* TO DO *
The data below has to be returned exactly, down to the last character.

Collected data

PR #2739, opened 2017-04-13
i3-random-terminal

sqwishy:
This is important for when i3 needs a terminal but which one should be a surprise.


Airblader:
I'm not sure this is a joke or serious, but I don't see any reason to have such script I'm i3.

* SOLUTION *
PR #2739, opened 2017-04-13
i3-random-terminal

sqwishy:
This is important for when i3 needs a terminal but which one should be a surprise.


Airblader:
I'm not sure this is a joke or serious, but I don't see any reason to have such script I'm i3.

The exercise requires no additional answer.